We had a Mastiff once that was fearful. In her home and behind her fence she was a beast. You would think she would come right over the fence. Not a chance. In the home she'd follow very closely on your heels waiting for you to do something. When you did she'd get the barking going and charge. She hated it when she'd slide on the tile and actually touch you. She wanted to intimidate you and make you gone, but she did not want to engage the stranger in any meaninful combative way. Outside the home she was much more tolerant. No barking and would generally stay right next to you. Outside the home she lost all control of the situation and had to cope in another way. You could see small signls that would indicate she was uncomfortable like yawning, lip licking, turning her head away from the stranger. She wasn't a mean dog. I think she wanted to like people, she was just afraid.


----------



## GSDElsa

TYE said:


> okay i think there must be a misunderstanding here. My definition of a watch dog is a dog who will watch over and protect his home and his family. If you are home and say some friends come over and knock on the door, if ur dog barks and runs to the door , in my opinion he's doin his job, letting you know "hey, theres someone at the door" and also letting the "strangers" know "hey this is my turf and im going to protect it." The dog doesnt know they are your friends (unless he's been around them and have been with thim on occasion and has recognized them). So to me thats a good example of a watch dog. Now to also have a good watch dog you have to work with your dog and let him know your the Boss and have control of him in every situation. So if your friends come in the house let him know its okay and get him/her in a calm state of mind and slowly introduce your friends/family to your dog. Let the dog approach and smell them without them being fearful. i have a 5 month old GSD and ive been training him since 8 wks by myself..no special classes. He is very protective of me and the house so ive dealt with these kind of situations. I dont know if this helps you see what im trying to say but i would love anybodys opinion or feedback.

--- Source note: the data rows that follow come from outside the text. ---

PR #3904, opened 2022-12-14
Metadata pointer extension

jpbogle:
An example for an extension that points to metadata address with a schema type

**Summary**
Right now, it is just "assumed" metadata exists in the token-metadata program and it means that address gets hard-coded, but this extension would allow wallet / dapps to look for the specific metadata address that could exist in any program

The idea here is this would create a strong relationship between mint and metadata address specifically

**Solution**
This suggestion would add an extension that can be used on a `mint` account to specify a specific metadata address to use. This could live under any program and use any pre-defined schema for the data

**Schemas**
The PR also includes a single byte for the schema type. This can be used to indicate what kind of data exists at that address

Open to suggestions for how schemas should work, but i was thinking schema: 0 would deserialize as metaplex metadata and then other people can use the same schema, and new schemas can be registered somewhere else, separate program probably, that registers how to deserialize the data at that metadata address

cc @nothing0012 @joncinque

### DIFF
--- a/token/program-2022/src/extension/mint_metadata.rs
+++ b/token/program-2022/src/extension/mint_metadata.rs
@@ -1,0 +1,19 @@
+use solana_program::pubkey::Pubkey;
+
+use {
+    crate::extension::{Extension, ExtensionType},
+    bytemuck::{Pod, Zeroable},
+};
+
+/// Mint metadata extension data for mints.
+#[repr(C)]
+#[derive(Clone, Copy, Debug, Default, PartialEq, Pod, Zeroable)]
+pub struct MintMetadata {
+    /// Schema of metadata
+    pub schema: u8,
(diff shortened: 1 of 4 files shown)


joncinque:
In general, we've never included info that has no purpose on the protocol. A metadata account has no impact on how the token protocol operates, and would be better served with a different program. I'm happy to be contradicted if there are good reasons though!

jpbogle:
@joncinque ya it makes sense - just when thinking about how to create different kinds of on-chain metadata that wallets can use like an interface I didn't see many other options

if multiple existed derived in the same way from the mint, the wallet / dapp would still need to know where to look unless there was some registry of metadatas with a priority order

joncinque:
This has been added in https://github.com/solana-labs/solana-program-library/pull/4549, closing this PR

PR #223, opened 2012-08-07
Modified the publish event at a given time method of UNS to fit in with the new interface of the scheduler

swarbhanu:
Modified the publish event at a given time method of UNS to fit in with the new interface of the scheduler service. Fixed test for the same. This test relies on the fact that the scheduler service is included in r2deploy.yml, which is included in a new pull request pending in ion-definitions.


swarbhanu:
This pull request depends on changed ion defs which are in PR 188 of ion-definitions. The latter PR needs to be merged before this one can by automatically merged.

PR #227, opened 2012-08-08
To clean buildbot: Put skips on tests that are not working until they can be resolved.

swarbhanu:


swarbhanu:
Pull request: 228 should be merged first. That will allow the test, test_ctd_transforms_no_sim.py, to run fine with no exceptions.

PR #229, opened 2012-08-10
Resolves nostests error in test_workflow.py caused by previously different naming of parameter contexts for conductivity etc in different modules 

swarbhanu:
Uses a common way of creating a parameter_dictionary through CoverageCraft in all the ctd transform modules. This ensures that the different modules do not use different names when creating or reading parameters leading to no errors due to that. Also, some other bugs were fixed.

### DIFF
--- a/ion/processes/data/transforms/ctd/ctd_L0_all.py
+++ b/ion/processes/data/transforms/ctd/ctd_L0_all.py
@@ -27,6 +27,7 @@ from prototype.sci_data.stream_parser import PointSupplementStreamParser
 from ion.services.dm.utility.granule.record_dictionary import RecordDictionaryTool
 from ion.services.dm.utility.granule.taxonomy import TaxyTool
 from ion.services.dm.utility.granule.granule import build_granule
+from ion.services.dm.utility.granule_utils import CoverageCraft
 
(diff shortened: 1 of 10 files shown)


MauriceManning:
So CoverageCraft is basically just for CTD granules? we should make tat explicit so that AS and other do not think this will  allow them to create their data types or explain how it can be extended. Im a little worried about this convenience  method getting used too pervasively.

swarbhanu:
Maurice, the CoverageCraft methods are just a convenient simple way to make parameter dictionaries. If in any AS test, one needs a parameter dictionary that will contain special variables like 'google_dt' then one can follow the example pattern in CoverageCraft.create_parameter() and do it manually. Or one can just include that variable inside the common CoverageCraft method. As far as I understand there is no harm done in using a parameter dictionary in tests which holds the contexts for more variables than one actually needs in the test. It is fine to write them separately in code without using a common method, but that will lead to (what happened actually... reason why tests were failing) that one developer uses a name 'pres' and another in another module uses the name 'pressure', and then if the tests use modules in a complicated way, then there will breaking of tests. So I think CoverageCraft should be regarded as just a convenient way of creating things like parameter dictionaries which everyone uses. If it needs to be changed, one can just change it there in that one module and all tests using it will still pass.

I hate to break it to you, but a 5 month old puppy is NOT being "protective." They do not have the maturity to know what to protect or not. Your puppy is barking because it is unsure and scared. A 5 month old puppy is equivalent to a 4 year old child. It's a baby. 

I'm all for a dog barking to "alert." But that is as far as it should go. If a stranger comes into your house, and the person is calm and accepting of the person, the dog should be too. It needs to be confident enough in itself and of you not to keep "alerting" after you've come into the mix.

If a dog is barking and being defensive and is told to chill out and it doesn't, that's pure insecurity and being unsure. Think about it--a SchH dog engages when it is told to under the right circumstances. Part of the score is STOPPING the behavior when told or not being engaged aggresively any more (not sure of all the specifics with training--not and SchH person).


----------



## codmaster

Got to agree - 4-5 mo puppies are not protective - they are just babies.

Got to disagree - about all barking beuing a sign of insecurity. Some of it is just alerting and informing it's pack that something or somebody is here.

The point is that you need your dog to be under control yet still able to make some decisions by itself but listen to you when you tell him something. A normal GSD with a good temperament is accepting of strangers when the owner accepts them in the house or outside of it. And trustworthy around kids and puppies.


----------



## TYE

codmaster said:


> Got to agree - 4-5 mo puppies are not protective - they are just babies.
> 
> Got to disagree - about all barking beuing a sign of insecurity. Some of it is just alerting and informing it's pack that something or somebody is here.
> 
> The point is that you need your dog to be under control yet still able to make some decisions by itself but listen to you when you tell him something. A normal GSD with a good temperament is accepting of strangers when the owner accepts them in the house or outside of it. And trustworthy around kids and puppies.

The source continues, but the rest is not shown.